◆ Task item
Extract every line of the material below and reproduce it faithfully.

◆ Dataset entries
PR #7229, opened 2022-12-14
CR-1147558 clock throttling percentage in the dmesg

xdavidz:

This is to support checking of both firewall and clock shutdown, clock throttling.
For clock throttling, it is non critical thus return value is 0.
However, we want to print dmesg by checking the log has data (count > 0).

◆ Response area
PR #7229, opened 2022-12-14
CR-1147558 clock throttling percentage in the dmesg

xdavidz:

This is to support checking of both firewall and clock shutdown, clock throttling.
For clock throttling, it is non critical thus return value is 0.
However, we want to print dmesg by checking the log has data (count > 0).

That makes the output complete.